====== PROVIDED DATA ======
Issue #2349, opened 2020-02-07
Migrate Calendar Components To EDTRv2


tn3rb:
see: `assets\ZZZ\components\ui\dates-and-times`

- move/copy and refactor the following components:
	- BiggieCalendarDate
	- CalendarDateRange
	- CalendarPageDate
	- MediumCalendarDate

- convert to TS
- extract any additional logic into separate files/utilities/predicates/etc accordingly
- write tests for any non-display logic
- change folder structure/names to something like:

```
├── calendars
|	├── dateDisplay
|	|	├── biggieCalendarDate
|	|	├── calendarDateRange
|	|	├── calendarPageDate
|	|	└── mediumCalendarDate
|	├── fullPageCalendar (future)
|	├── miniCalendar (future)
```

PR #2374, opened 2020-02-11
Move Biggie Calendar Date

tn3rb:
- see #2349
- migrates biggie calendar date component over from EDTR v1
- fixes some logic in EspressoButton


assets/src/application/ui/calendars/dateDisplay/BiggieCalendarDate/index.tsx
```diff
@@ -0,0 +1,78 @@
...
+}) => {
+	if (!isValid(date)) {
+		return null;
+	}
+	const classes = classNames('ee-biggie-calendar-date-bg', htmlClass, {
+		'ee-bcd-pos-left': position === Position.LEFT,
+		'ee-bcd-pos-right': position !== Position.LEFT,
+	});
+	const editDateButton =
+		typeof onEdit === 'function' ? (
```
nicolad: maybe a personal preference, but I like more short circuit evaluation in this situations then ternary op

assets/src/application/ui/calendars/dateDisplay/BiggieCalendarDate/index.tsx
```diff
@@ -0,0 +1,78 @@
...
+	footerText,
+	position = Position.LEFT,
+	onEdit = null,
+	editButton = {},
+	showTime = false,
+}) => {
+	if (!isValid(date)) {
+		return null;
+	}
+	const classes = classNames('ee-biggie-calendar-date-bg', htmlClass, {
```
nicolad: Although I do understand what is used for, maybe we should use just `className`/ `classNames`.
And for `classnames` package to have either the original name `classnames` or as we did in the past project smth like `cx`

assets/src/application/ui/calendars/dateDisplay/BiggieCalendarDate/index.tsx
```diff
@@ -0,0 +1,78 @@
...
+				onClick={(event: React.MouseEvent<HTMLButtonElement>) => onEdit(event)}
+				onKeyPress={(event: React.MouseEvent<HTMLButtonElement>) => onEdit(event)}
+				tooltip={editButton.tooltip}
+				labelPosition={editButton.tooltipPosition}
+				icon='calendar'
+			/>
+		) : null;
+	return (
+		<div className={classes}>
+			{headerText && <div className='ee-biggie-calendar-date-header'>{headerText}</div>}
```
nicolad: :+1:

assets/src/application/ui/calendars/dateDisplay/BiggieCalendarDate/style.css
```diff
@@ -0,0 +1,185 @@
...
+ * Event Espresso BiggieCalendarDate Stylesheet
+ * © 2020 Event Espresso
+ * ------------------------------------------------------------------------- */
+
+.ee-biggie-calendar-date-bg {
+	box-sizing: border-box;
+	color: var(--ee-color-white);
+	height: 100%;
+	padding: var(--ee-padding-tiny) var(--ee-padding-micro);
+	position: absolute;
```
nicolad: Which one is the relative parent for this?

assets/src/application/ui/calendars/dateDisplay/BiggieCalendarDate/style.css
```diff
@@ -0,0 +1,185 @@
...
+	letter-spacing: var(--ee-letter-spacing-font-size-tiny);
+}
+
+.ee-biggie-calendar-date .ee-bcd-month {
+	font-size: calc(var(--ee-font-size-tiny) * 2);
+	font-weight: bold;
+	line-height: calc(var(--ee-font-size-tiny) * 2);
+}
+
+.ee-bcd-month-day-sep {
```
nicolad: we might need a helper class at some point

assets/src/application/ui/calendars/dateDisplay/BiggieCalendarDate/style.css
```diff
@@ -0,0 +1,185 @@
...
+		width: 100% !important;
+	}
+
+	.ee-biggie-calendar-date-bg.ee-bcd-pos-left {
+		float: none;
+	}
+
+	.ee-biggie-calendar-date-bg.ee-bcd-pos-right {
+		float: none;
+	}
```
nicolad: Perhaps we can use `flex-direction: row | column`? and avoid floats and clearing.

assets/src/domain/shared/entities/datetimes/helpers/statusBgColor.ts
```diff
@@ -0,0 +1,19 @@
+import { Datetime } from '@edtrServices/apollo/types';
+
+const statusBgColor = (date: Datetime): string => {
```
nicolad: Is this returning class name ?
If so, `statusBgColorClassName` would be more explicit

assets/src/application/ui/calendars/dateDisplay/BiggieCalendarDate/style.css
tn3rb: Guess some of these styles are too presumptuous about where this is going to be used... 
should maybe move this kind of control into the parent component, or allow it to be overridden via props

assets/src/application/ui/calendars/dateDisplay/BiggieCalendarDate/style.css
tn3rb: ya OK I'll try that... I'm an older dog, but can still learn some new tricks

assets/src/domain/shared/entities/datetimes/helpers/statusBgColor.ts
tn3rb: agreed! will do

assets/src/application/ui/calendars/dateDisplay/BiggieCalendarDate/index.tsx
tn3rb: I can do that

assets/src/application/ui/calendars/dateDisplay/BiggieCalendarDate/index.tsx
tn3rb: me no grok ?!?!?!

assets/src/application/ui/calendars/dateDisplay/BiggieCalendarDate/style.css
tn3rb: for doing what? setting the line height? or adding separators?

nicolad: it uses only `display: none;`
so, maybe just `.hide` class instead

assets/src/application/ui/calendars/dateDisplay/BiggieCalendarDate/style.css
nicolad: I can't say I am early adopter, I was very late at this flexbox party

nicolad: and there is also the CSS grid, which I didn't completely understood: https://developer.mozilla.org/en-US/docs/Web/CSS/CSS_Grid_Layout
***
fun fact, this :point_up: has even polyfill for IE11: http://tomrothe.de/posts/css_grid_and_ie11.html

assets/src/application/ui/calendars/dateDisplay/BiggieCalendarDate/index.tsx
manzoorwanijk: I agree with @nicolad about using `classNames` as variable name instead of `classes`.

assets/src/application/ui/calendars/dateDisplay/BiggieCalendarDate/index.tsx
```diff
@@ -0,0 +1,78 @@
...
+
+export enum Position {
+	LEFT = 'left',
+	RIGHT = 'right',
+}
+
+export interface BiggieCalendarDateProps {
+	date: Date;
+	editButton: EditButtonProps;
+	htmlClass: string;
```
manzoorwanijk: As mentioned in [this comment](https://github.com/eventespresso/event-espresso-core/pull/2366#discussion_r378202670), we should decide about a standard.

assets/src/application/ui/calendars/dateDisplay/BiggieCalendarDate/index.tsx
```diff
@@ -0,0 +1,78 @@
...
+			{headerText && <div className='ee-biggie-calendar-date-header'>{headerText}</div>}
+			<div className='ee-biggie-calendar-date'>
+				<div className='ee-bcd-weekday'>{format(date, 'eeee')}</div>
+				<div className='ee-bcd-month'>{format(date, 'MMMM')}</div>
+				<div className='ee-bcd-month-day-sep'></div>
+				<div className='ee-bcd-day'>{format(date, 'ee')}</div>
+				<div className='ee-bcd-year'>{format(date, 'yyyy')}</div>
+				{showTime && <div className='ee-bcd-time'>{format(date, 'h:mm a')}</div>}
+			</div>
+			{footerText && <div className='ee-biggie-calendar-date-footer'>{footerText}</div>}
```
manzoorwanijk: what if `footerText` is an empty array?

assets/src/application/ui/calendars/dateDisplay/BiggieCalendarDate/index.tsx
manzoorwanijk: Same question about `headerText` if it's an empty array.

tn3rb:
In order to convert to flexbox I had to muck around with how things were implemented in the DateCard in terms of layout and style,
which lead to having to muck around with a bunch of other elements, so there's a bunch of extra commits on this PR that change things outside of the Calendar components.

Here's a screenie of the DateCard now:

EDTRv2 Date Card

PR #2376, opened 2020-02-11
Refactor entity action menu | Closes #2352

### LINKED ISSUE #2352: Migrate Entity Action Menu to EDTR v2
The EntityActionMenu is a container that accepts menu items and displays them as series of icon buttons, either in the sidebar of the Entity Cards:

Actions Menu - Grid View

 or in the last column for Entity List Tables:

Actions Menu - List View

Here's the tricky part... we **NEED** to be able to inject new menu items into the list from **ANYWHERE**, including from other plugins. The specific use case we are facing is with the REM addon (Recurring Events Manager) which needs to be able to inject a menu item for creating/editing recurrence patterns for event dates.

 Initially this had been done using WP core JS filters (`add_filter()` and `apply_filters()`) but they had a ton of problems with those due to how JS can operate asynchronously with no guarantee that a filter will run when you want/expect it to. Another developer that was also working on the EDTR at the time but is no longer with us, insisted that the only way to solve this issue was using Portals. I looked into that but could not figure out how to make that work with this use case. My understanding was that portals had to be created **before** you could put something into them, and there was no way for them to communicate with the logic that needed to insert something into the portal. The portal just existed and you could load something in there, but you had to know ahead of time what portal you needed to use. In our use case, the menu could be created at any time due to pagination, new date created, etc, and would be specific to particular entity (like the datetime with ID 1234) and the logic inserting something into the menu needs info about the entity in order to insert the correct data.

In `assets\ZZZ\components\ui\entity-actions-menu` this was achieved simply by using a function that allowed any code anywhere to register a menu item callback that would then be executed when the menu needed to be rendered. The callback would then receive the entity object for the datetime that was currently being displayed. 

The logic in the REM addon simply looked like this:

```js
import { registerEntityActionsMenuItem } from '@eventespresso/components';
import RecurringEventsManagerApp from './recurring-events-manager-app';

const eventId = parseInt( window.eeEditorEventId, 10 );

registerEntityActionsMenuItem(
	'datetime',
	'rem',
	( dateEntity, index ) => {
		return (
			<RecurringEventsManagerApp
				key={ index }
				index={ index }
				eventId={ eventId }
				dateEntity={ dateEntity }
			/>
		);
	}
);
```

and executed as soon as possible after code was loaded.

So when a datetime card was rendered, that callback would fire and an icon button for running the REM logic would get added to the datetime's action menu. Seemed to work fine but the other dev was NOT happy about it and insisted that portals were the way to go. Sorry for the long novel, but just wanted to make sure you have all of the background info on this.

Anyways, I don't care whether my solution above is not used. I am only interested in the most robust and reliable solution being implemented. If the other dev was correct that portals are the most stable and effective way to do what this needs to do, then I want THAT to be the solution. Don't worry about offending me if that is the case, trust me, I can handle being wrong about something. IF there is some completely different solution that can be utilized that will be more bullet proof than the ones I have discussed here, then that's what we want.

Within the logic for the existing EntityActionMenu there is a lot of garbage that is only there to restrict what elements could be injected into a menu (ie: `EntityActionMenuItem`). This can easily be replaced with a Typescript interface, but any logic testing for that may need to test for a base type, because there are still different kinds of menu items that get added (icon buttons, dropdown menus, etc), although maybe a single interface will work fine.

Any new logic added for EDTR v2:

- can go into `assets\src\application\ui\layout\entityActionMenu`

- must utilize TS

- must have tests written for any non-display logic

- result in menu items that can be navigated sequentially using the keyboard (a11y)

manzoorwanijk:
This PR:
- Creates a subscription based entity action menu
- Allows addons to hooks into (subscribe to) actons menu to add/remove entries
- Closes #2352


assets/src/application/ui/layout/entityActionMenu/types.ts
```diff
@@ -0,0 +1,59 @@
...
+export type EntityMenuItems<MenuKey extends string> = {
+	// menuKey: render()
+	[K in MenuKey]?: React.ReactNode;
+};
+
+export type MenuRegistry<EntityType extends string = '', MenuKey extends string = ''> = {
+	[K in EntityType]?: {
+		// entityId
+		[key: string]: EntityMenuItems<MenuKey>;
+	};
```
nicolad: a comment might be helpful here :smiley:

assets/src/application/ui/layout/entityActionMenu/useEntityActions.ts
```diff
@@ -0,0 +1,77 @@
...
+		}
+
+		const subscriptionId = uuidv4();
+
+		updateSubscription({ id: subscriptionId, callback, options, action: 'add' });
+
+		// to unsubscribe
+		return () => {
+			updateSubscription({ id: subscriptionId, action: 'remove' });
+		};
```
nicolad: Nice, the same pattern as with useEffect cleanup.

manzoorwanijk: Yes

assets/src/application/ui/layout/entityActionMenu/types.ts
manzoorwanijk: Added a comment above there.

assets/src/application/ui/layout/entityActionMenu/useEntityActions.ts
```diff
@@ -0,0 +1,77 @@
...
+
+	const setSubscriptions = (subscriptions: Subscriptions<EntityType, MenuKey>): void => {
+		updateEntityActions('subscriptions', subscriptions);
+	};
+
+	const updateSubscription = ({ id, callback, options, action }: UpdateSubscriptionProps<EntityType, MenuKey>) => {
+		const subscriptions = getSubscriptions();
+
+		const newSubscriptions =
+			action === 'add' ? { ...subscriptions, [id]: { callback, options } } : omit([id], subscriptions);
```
======
- **EXERCISE AIM**:
Where the data above reaches the line holding "manzoorwanijk: what if", begin printing, and stop after the line holding "Here's the tricky". Each line must be reproduced exactly, with nothing else added.

- **RESULT FOR THIS TASK**:
manzoorwanijk: what if `footerText` is an empty array?

assets/src/application/ui/calendars/dateDisplay/BiggieCalendarDate/index.tsx
manzoorwanijk: Same question about `headerText` if it's an empty array.

tn3rb:
In order to convert to flexbox I had to muck around with how things were implemented in the DateCard in terms of layout and style,
which lead to having to muck around with a bunch of other elements, so there's a bunch of extra commits on this PR that change things outside of the Calendar components.

Here's a screenie of the DateCard now:

EDTRv2 Date Card

PR #2376, opened 2020-02-11
Refactor entity action menu | Closes #2352

### LINKED ISSUE #2352: Migrate Entity Action Menu to EDTR v2
The EntityActionMenu is a container that accepts menu items and displays them as series of icon buttons, either in the sidebar of the Entity Cards:

Actions Menu - Grid View

 or in the last column for Entity List Tables:

Actions Menu - List View

Here's the tricky part... we **NEED** to be able to inject new menu items into the list from **ANYWHERE**, including from other plugins. The specific use case we are facing is with the REM addon (Recurring Events Manager) which needs to be able to inject a menu item for creating/editing recurrence patterns for event dates.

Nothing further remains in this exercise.